I've had the opportunity to speak with communications folks at two very large organizations in the past few days: one a Fortune 500 company, the other a national nonprofit (neither is a client). Both are eager to use more social media (especially Twitter) for branding and PR. Both are stifled - OK strangled - by the silo-ing of who does what, internally and externally, in marketing, communications AND website management at their respective organizations.
I found it dismaying to hear the uncertainty and even fear in the voices of the smart people with whom I was speaking.
Nonprofit social media guru Beth Kanter has written about the silo culture. It's no surprise. Corporate roles and titles are built on org charts and based on hierarchy. We all know this. The social media mindset is completely opposite: flattened hierarchies, overlapping roles, entrepreneurialism. Still, I found it dismaying to hear the uncertainty and even fear in the voices of the smart people with whom I was speaking. If they were to start using some of the social media platforms, how would that tie into their overall communications strategy? What if... something they tried was not 100 percent congruent with their corporate messaging? They had so many questions. And they were not happy that I didn't have all the answers:
Where should they look for proven examples of success using social media? For the Fortune 500 company, the answer was staring them in the face. But they didn't seem able - or did not want - to see it. This particular company is successfully deploying social media strategies for its own clients. But hasn't gotten around to using social media to promote their own brand. Different departments, you see.

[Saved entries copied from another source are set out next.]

Issue #519, opened 2017-02-10
Abstract DiscordShardedClient's group connection lock


RheaAyase:
Description: Implement a system that could be used to `lock` both, connecting and reconnecting of the client.

Use case: Server cluster running one (or a few) shard(s) per hardware(or virtual) machine (or container)

=)

Auralytical:
We already have a system like this in place for DiscordShardedClient, just need to abstract it to support scenarios where shards are in different processes.

RheaAyase:
This should be in non-sharded client in my opinion, because the use case does not involve running multiple shards in one application. Single shard client should have synchronous event `i just started (re)connecting` in which one could halt and wait for whatever lock there needs be.

It is quite important event without which no large bot can function properly due to them "connecting" ratelimits.

PR #806, opened 2017-09-03
Added a `Connecting` event.

RheaAyase:
The purpose of this event is described in #519
_(Please excuse my IDE cutting off the trailing whitespace)_

### DIFF
--- a/src/Discord.Net.WebSocket/ConnectionManager.cs
+++ b/src/Discord.Net.WebSocket/ConnectionManager.cs
@@ -8,6 +8,8 @@ namespace Discord
 {
     internal class ConnectionManager
     {
+        public event Func<Task> Connecting { add { _connectingEvent.Add(value); } remove { _connectingEvent.Remove(value); } }
+        private readonly AsyncEvent<Func<Task>> _connectingEvent = new AsyncEvent<Func<Task>>();
         public event Func<Task> Connected { add { _connectedEvent.Add(value); } remove { _connectedEvent.Remove(value); } }
         private readonly AsyncEvent<Func<Task>> _connectedEvent = new AsyncEvent<Func<Task>>();
         public event Func<Exception, bool, Task> Disconnected { add { _disconnectedEvent.Add(value); } remove { _disconnectedEvent.Remove(value); } }
@@ -123,6 +125,8 @@ namespace Discord
 
             try
             {
+                await _connectingEvent.InvokeAsync().ConfigureAwait(false);
+
                 var readyPromise = new TaskCompletionSource<bool>();
                 _readyPromise = readyPromise;
 
--- a/src/Discord.Net.WebSocket/ConnectionManager.cs
+++ b/src/Discord.Net.WebSocket/ConnectionManager.cs
@@ -16,8 +16,8 @@ namespace Discord
         private readonly SemaphoreSlim _stateLock;
         private readonly Logger _logger;
         private readonly int _connectionTimeout;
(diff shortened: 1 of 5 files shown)


src/Discord.Net.WebSocket/ConnectionManager.cs
```diff
@@ -26,14 +28,14 @@ internal class ConnectionManager
...
-            Func<Task> onConnecting, Func<Exception, Task> onDisconnecting, Action<Func<Exception, Task>> clientDisconnectHandler)
+        internal ConnectionManager(SemaphoreSlim stateLock, Logger logger, int connectionTimeout,
+            Func<Task> connect, Func<Exception, Task> disconnect, Action<Func<Exception, Task>> clientDisconnectHandler)
         {
             _stateLock = stateLock;
             _logger = logger;
             _connectionTimeout = connectionTimeout;
-            _onConnecting = onConnecting;
-            _onDisconnecting = onDisconnecting;
+            this._connect = connect;
```
khionu: To be consistent with the conventions used in this library, `this` is not used, in favor of prefixing private fields with `_`. Ergo, the use of `this` is redundant.

khionu (changes requested):

src/Discord.Net.WebSocket/ConnectionManager.cs
RheaAyase: Wow really, I wouldn't have guessed...

(_I see that your superior treatment of others haven't changed in a year. You should really try to be more friendly. I already commented about my editor being configured for completely different code formatting, you should have assumed that I just didn't notice that it used `this` notation instead of assuming that i'm a blind idiot.)_

Flamanis: Statement of fact is not being mean.

RheaAyase: I'm merely passing on what I learned during my time managing and leading leading development teams at work for the benefit of the "manager" in this situation. Take it or leave it.

> Statement of fact is not being mean.

If left on its own in this situation, it is. Statement of a fact should be followed by your "story" that talks about the "why" and if it's this obvious that the person already knows your facts, either say that you're not trying to discourage them or use other technique to "soften it," or just don't state your fact in this manner in the first place - they already know it and you're wasting keyboard strokes.

FiniteReality:
This code is being rewritten anyway, so there's no point in it being changed.

RheaAyase:
Sure there is. Your rewrite takes months or years, this is a quick fix for years old issue that you've not fixed in 1.0 even tho it was present since 0.9x - how am I supposed to trust that 2.0 or 3.0 will fix it?

Flamanis:
You don't. If you want your own features, write your own version and use it.

RheaAyase:
> You don't. If you want your own features, write your own version and use it.

Every major bot using this library is using modified version of it. Seems to me, that there is something wrong with issue triage here.

Also the question isn't whether you implement it, the question is why not click the merge button when it's already there and doesn't break or change anything. It's an empty event, a property, no major code change or feature.

FiniteReality:
> no major code change

You're adding new API surface area which we have to maintain and provide support for. You're also adding behaviour which could have been implemented much easier. (according to Volt this should've been a one-line change)

"Every major bot using this library" is only two bots, AFAIK. Everybody else (a lot of people) use the NuGet version of Discord.Net and hardly ever complain - the only major complaint we've got is that 1.x means they have to rewrite their code to follow sane C# programming standards.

They had lots of specific questions:
Who should take ownership of the corporate Twitter account(s)? (It depends. Corporate communications is usually a good department.)
Who should Twitter? (Several people can tweet, thanks to tools like Hootsuite and CoTweet. But you can't force someone to be a Twitterer. It has to be in their DNA, as for successful corporate blogging.)
How will they get followers? (By tweeting really good content; not a constant refrain of Us, Us, Us. It can be hard to figure out how to do that. That's why there are corporate social media consultants.)
What results could I guarantee if they launched one or more corporate Twitter accounts? The answer to the last question, of course, is "None... there are no guaranteed results when you use social media for marketing, PR or promotional goals." It depends how well you use the platforms. It depends how far you can stray from a stiff, impersonal corporate identity. It depends how you tie Twittering into your Facebook account, your YouTube page, your blog and corporate site. There's a reverberation effect when all are working together.
It also depends, in the end, whether you've got buy-in from the higher ups. Are they willing to look at your social media efforts as more than a "little experiment" or an "add-on"? Only a small number of large companies, to date, have embraced completely the social media mindset: Dell (listen to chief blogger Lionel Menchaca), Southwest Air, Kodak, to name a few.
If you don't have buy-in yet, my advice is as follows:
- Start small.
- Pick one social media platform. (Twitter is a good one to start with, as it's easier and faster to get off the ground than a corporate blog.)
- Get really good at using it.
- Then go back to management and show them your one small success.
- Rinse and repeat.
And one more thing, if you've been "tasked" with adding social media to your current marketing and communcations and you feel truly uncomfortable doing so, then by all means speak up. Pass this opportunity onto someone else on your team. But note that I used the word opportunity. For that's exactly what it is.
Perfecting the art of sticky Twittering (whereby your tweets get re-tweeted and noticed and you get more and more followers) is your BIG CHANCE to start developing your own personal brand. No one can count on their corporate job these days. We all know that. You need to own your digital footprint. So if you're a corporate denizen and reading this, go for it!